As shown in Table 2, by optimizing the concentration of nitric acid and sodium triphosphate, and by removing a portion of the primary tin plating layer using a nitric acid solution and sodium triphosphate solution in which the temperature range is properly controlled, the degree of melt failure is effectively reduced It can be seen that.

As described above, the present invention, when manufacturing the tape carrier film by the double tin plating method, it is possible to prevent copper foil exposure or whisker generation by performing secondary plating after removing a part of the plating layer after the primary tin plating. In addition, there is a useful effect in the manufacture of a tape carrier film and COF that can effectively prevent the melt failure.

Claims (3)

Double tin plating for primary plating of tin on a laminated film of copper foil having electrical wiring patterns, followed by heat treatment, followed by application of a solder resistor to a predetermined position of the heat-treated film, thermal curing, and second plating of tin.
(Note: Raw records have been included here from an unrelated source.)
PR #154, opened 2026-04-26
feat(discover,learn): responsive table truncation with --no-truncate flag

dean0x:
## Summary

Add terminal-width-aware table truncation for discover and learn subcommands to improve readability in narrow terminals.

## Changes

- Auto-detect terminal width and truncate wide columns to fit viewport
- Add --no-truncate flag to disable truncation and preserve full content
- Graceful fallback to untruncated output for non-TTY environments

## Breaking Changes

None

## Testing

- Verify --no-truncate flag works in discover command
- Verify --no-truncate flag works in learn command
- Test output in narrow terminals to confirm truncation
- Test in pipes/non-TTY to confirm graceful fallback

## Related Issues

None


dean0x:
## Code Review: PR #154

### ⚠️ HIGH (85% confidence)

**File: Cargo.toml:47** — `crossterm` default features
`crossterm` is added with default features (`events`, `bracketed-paste`), which pulls in `mio`, `signal-hook`, `signal-hook-mio`, and `parking_lot`. Only `crossterm::terminal::size()` is used, which doesn't require these features.

**Fix**: Disable default features:
```toml
crossterm = { version = "0.29", default-features = false }
```

dean0x:
### 🔴 BLOCKING TESTING ISSUES (90% confidence)

**Files: discover.rs, learn.rs** — Test coverage gaps

Two unit tests are missing critical assertions:

1. **`test_parse_args_defaults` in discover.rs** (line ~740) and **learn.rs** (line ~1452):
   - Missing: `assert!(!config.no_truncate);`
   - These tests verify all config field defaults but don't assert the new `no_truncate` field
   - If default were accidentally changed to `true`, no test would catch it

2. **`test_print_indented_table_indents_every_line` in ux.rs** (line ~201):
   - The test doesn't call the function under test after its signature changed
   - After adding `truncate: bool` parameter, the test still doesn't exercise the truncate logic
   - Needs to test both `truncate=true` (width constraint) and `truncate=false` (no constraint) paths

**Recommended fix**:
- Add `assert!(!config.no_truncate);` to both defaults tests
- Rewrite the table test to call `print_indented_table` with both `truncate` values and verify behavior

dean0x:
### ⚠️ MEDIUM ISSUES (80-85% confidence)

**Performance: Redundant `terminal_width()` syscalls** (discover.rs — 85% confidence)
- Called 3 separate times in `print_text_report()`: line 363, line 403, and inside `print_indented_table`
- Each call invokes `ioctl(TIOCGWINSZ)` syscall on Unix
- **Fix**: Compute once at the top of `print_text_report()` and pass down:
```rust
fn print_text_report(analysis: &DiscoverAnalysis, config: &DiscoverConfig) {
    let term_width = if config.no_truncate { 0 } else { 
        crate::cmd::ux::terminal_width() as usize 
    };
    // pass term_width to helper functions instead of recomputing
}
```

**Consistency: Hint placement differs between discover and learn** (90% confidence)
- discover.rs (line ~314-316): hint printed inline without blank-line separator
- learn.rs (line ~798-801): hint gets its own blank line before the table
- **Fix**: Adopt one pattern. The learn style (hint + blank line) is cleaner. Apply in discover too.

**Memory: Unnecessary String allocations in no-op path** (ux.rs, 82% confidence)
- `truncate_str()` and `truncate_path_middle()` return `s.to_string()` when `max == 0`
- When `--no-truncate` is set (common case), every call allocates unnecessarily
- **Fix**: Return `Cow<'_, str>` to avoid allocation in no-op case:
```rust
pub(crate) fn truncate_str<'a>(s: &'a str, max: usize) -> Cow<'a, str> {
    if max == 0 { return Cow::Borrowed(s); }
    // ... rest of logic
}
```

dean0x:
### 📋 MAINTAINABILITY: Duplicated truncation budget logic (85% confidence)

**Files: discover.rs (lines 358-366, 398-413), learn.rs (lines 803-814)**

Three near-identical blocks compute truncation budgets independently:
- Each recalculates overhead constants (23, 17, etc.) ad-hoc
- Each has its own inline comment explaining the math
- Each duplicates the `if truncate { ... } else { 0 }` pattern

Adding truncation to a fourth subcommand would require copy-pasting again, increasing drift risk.

**Suggested extraction** (to ux.rs):
```rust
/// Compute the per-column character budget for truncation.
/// Returns 0 (the no-op sentinel) when `active` is false.
/// `overhead` is indent + borders + padding + fixed columns.
pub(crate) fn column_budget(active: bool, overhead: usize, splits: &[usize]) -> Vec<usize> {
    if !active {
        return vec![0; splits.len()];
    }
    let available = (terminal_width() as usize).saturating_sub(overhead);
    let total_parts: usize = splits.iter().sum();
    splits.iter().map(|&s| (available * s / total_parts).max(1)).collect()
}
```

Then each call site becomes one line:
```rust
let [path_max] = column_budget(!config.no_truncate, 23, &[1])[..] else { unreachable!() };
```

This is not blocking (current code is correct), but is worth a follow-up refactor before a third consumer adopts truncation.

dean0x:
## Summary

**Comments Created**: 4
- 1 HIGH (85%): crossterm default features
- 1 BLOCKING (90%): Testing coverage gaps  
- 3 MEDIUM (80-85%): Performance, consistency, memory, maintainability

**Skipped (60-79% confidence)**: 
- Unicode width counting (68%)
- Dual-purpose max==0 sentinel (65%)  
- Hint indentation style (65%)
- Alternative terminal-size crate (65%)

**Pre-existing issues not addressed**:
- 57-line `print_commands_section` function (82% pre-existing, not blocking)
- No test for truncate_path_middle max==2 boundary (65%)
- No test for truncate_str multi-byte input (65%)
- Integration test fixture contract not documented (60%)

---

**Overall Assessment**: 
The feature is well-designed with strong architecture and comprehensive test coverage. All findings are either maintainability concerns or efficiency improvements — no correctness issues. The two BLOCKING testing items should be addressed before merge. The HIGH crossterm default-features issue is a quick one-line fix.

dean0x:
## Finding: Unnecessary heap allocation in `env_vars_contain_passthrough`

**File**: `crates/rskim/src/cmd/rewrite/engine.rs:169`
**Confidence**: 85-90% (flagged by architecture, rust, and performance reviewers)

### Issue
The call `check_passthrough_value(Some(v.to_string()))` allocates a `String` from an `&str` slice solely to match its `Option<String>` parameter signature. This runs in the hot path of every rewrite evaluation for commands with env-var prefixes.

The value `v` is already a `&str` from token splitting. Wrapping it in `Some(v.to_string())` forces an unnecessary heap allocation, and then `check_passthrough_value` immediately calls `.to_lowercase()` which allocates again.

### Recommended Fix
Add a `check_passthrough_str(val: &str) -> bool` overload in `cmd/mod.rs` and call it here:

```rust
fn env_vars_contain_passthrough(env_vars: &[&str]) -> bool {
    env_vars.iter().any(|token| {
        token
            .strip_prefix("SKIM_PASSTHROUGH=")
            .is_some_and(|v| crate::cmd::check_passthrough_str(v))
    })
}
```

Then add in `cmd/mod.rs`:
```rust
pub(crate) fn check_passthrough_str(val: &str) -> bool {
    matches!(val.to_ascii_lowercase().as_str(), "1" | "true" | "yes")
}
```

This eliminates both allocations while keeping the truthy-logic definition in one place.

---

*Code review feedback from feat/responsive-table-truncation*

dean0x:
## Finding: Inconsistent Cow deref pattern in table.add_row calls

**Files**: `crates/rskim/src/cmd/discover.rs:381`, `discover.rs:436-438`, `learn.rs:837-839`
**Confidence**: 85% (consistency reviewer flagged this)

### Issue
The `truncate_str` and `truncate_path_middle` functions now return `Cow<'_, str>`, but the code uses inconsistent patterns to convert the `Cow` into values for `table.add_row`:

- `discover.rs:381` uses `.as_ref()` explicitly
- `learn.rs:837-839` uses `.as_ref()` explicitly  
- `discover.rs:436-438` passes the `Cow` directly into a `vec![]` without `.as_ref()`

While both patterns work (because `Cow<str>` implements `Into<Cell>`), mixing them within the same PR creates a pattern deviation.

### Recommended Fix
Pick one convention and apply uniformly across all three call sites:

**Option A** (recommended - simpler): Drop all `.as_ref()` calls since `Cow<str>` works directly:
```rust
table.add_row(vec![truncate_str(...), ...])
```

**Option B** (explicit): Add `.as_ref()` to the `discover.rs:436-438` site:
```rust
table.add_row(vec![truncate_str(...).as_ref(), ...])
```

Consistency matters for code that will be extended by multiple developers.

---

*Code review feedback from feat/responsive-table-truncation*

dean0x:
## Finding: Missing test coverage for gh list skip flags

**File**: `crates/rskim/src/cmd/rewrite/tests.rs`
**Confidence**: 82% (testing reviewer flagged this)

### Issue
The new skip-flag combinations added to `gh list` commands are missing test coverage:

1. **`gh issue list --web`** — Now skipped by the new rules, but no test verifies this behavior
2. **`gh issue list --template`** and **`gh run list --template`** — Added to skip lists, but only `gh pr list --template` and `gh release list --template` have tests

Example of missing coverage:
- `gh issue list --web` should skip (new behavior)
- `gh run list --template '...'` should skip (new behavior)

### Recommended Tests
Add these test cases to `crates/rskim/src/cmd/rewrite/tests.rs`:

```rust
#[test]
fn test_gh_issue_list_web_skips() {
    assert_eq!(
        would_rewrite("gh issue list --web"),
        None,
        "gh issue list --web must skip rewrite (opens browser)"
    );
}

#[test]
fn test_gh_issue_list_template_skips() {
    assert_eq!(
        would_rewrite("gh issue list --template '{{.title}}'"),
        None,
        "gh issue list --template must skip rewrite"
    );
}

#[test]
fn test_gh_run_list_template_skips() {
    assert_eq!(
        would_rewrite("gh run list --template '{{.name}}'"),
        None,
        "gh run list --template must skip rewrite"
    );
}

/// gh run list does NOT support --web (not in skip list by design)
#[test]
fn test_gh_run_list_web_still_rewrites() {
    let result = would_rewrite("gh run list --web");
    assert!(
        result.is_some(),
        "gh run list --web must rewrite: --web is not supported by gh run list"
    );
}
```

---

*Code review feedback from feat/responsive-table-truncation*

dean0x:
## Finding: Unchecked cast in `print_indented_table`

**File**: `crates/rskim/src/cmd/ux.rs:192`
**Confidence**: 82% (Rust reviewer flagged this)

### Issue
The code uses `indent as u16` which is an unchecked integer narrowing cast. On 64-bit systems, if `indent > 65535` (unlikely for indentation but possible in pathological cases), the cast silently truncates.

The rest of the function defensively uses `saturating_sub`, but this cast is undefended.

### Recommended Fix
Use defensive casting consistent with the rest of the function:

```rust
let available = term_width.saturating_sub(u16::try_from(indent).unwrap_or(u16::MAX));
```

This makes the intent clear: if indent is somehow larger than `u16::MAX`, cap it at the maximum rather than silently truncating.

---

*Code review feedback from feat/responsive-table-truncation*

dean0x:
## Finding: Weak test coverage for `print_indented_table` branching

**File**: `crates/rskim/src/cmd/ux.rs:257-275`
**Confidence**: 85% (testing reviewer flagged this)

### Issue
The two new tests for `print_indented_table` only assert that the function doesn't panic:
- `test_print_indented_table_term_width_constrained_does_not_panic`
- `test_print_indented_table_no_truncate_does_not_panic`

This is the weakest form of smoke test. A no-panic test would still pass if the branching logic (`if term_width > 0`) were accidentally inverted or removed entirely.

### Recommended Fix
Capture actual table output and assert observable differences between branches:

```rust
#[test]
fn test_print_indented_table_constrained_limits_width() {
    let mut table = comfy_table::Table::new();
    table.set_header(["Col"]);
    table.add_row([&"x".repeat(200)]);
    
    // After set_width(76) = 80-4, lines should be shorter than unset
    let mut constrained = table.clone();
    constrained.set_width(76);
    let constrained_width = constrained.to_string().lines()
        .map(|l| l.chars().count()).max().unwrap_or(0);
    assert!(constrained_width < 200, "constrained table should limit line width");
}
```

This validates that:
1. When `term_width > 0`, `set_width()` is actually called
2. When `term_width == 0`, the full string renders without wrapping

---

*Code review feedback from feat/responsive-table-truncation*

dean0x:
## Summary: Lower-Confidence Suggestions (60-79%)

These findings fell below the 80% confidence threshold for inline comments but are worth mentioning for future improvements:

### 1. Extract repeated `term_width` computation pattern (82% confidence, but low urgency)
**Location**: `discover.rs:323-327`, `learn.rs:805-809`

Both files independently implement the same pattern:
```rust
let term_width: u16 = if config.no_truncate { 0 } else { terminal_width() };
```

Only 2 current occurrences, so not yet urgent. However, if a third subcommand adds table truncation, this pattern will be copied a third time. Consider extracting a helper like `resolve_term_width(no_truncate: bool) -> u16` in `ux.rs` before reaching 3+ call sites.

### 2. `truncate_str` Cow ergonomics (65% confidence)
**Location**: `learn.rs:837-839`, `discover.rs:381`

The `Cow<str>` return type is architecturally correct for zero-allocation on no-op. However, callers immediately call `.as_ref()` to convert to `&str` for `table.add_row()`. The allocation savings are real, but API ergonomics could be improved. This is minor and not blocking—just noted for future API design iterations.

### 3. Type consistency for terminal width (60% confidence)
**Location**: `ux.rs:172`

The `column_budget` function uses mixed types (`u16` for `term_width`, `usize` for `overhead` and return), requiring an internal cast. This is safe and well-documented by the sentinel convention, but a type alias like `type TermWidth = u16` would make the convention self-documenting at call sites. Low priority.

---

**Overall Assessment**: The PR is architecturally sound with solid refactoring patterns. The 5 high-confidence findings above are straightforward to address. Addressing them will bring the PR to "ready to merge" status.

*Code review summary from feat/responsive-table-truncation*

In the tape carrier film and COF manufacturing method by the step, Tape carrier film and COF manufacturing method characterized in that before the secondary tin plating, a part of the thickness of the primary tin plating layer is removed in the region where the solder resistor is not applied. The method of claim 1, wherein the thickness of the primary tin plated layer is removed in a range of 0.05 μm to 0.1 μm. The method of claim 1, wherein the thermally cured film is immersed in a nitric acid solution of 40-80% nitric acid and sodium triphosphate solution of 30-70 g / L concentration of sodium triphosphate to remove the primary plating layer. Tape carrier film and COF manufacturing method.